▸ Required work:
There is one span to output from the data below: the lines starting at the line with "- Add Payment" and ending at the line with "- Fix bug in". Output it exactly, ends included, nothing more.

▸ The data:
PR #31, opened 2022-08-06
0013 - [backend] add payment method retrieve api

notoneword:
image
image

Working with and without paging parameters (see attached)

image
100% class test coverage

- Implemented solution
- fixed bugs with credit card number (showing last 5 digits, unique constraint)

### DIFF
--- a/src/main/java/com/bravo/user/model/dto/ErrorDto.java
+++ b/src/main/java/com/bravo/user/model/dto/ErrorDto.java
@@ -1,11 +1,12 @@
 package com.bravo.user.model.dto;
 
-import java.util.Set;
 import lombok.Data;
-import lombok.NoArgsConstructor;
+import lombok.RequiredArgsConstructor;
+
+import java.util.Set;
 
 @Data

...

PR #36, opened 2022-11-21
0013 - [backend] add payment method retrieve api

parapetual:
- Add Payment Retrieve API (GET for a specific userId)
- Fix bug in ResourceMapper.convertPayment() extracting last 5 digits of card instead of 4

▸ Result for this task:
- Add Payment Retrieve API (GET for a specific userId)
- Fix bug in ResourceMapper.convertPayment() extracting last 5 digits of card instead of 4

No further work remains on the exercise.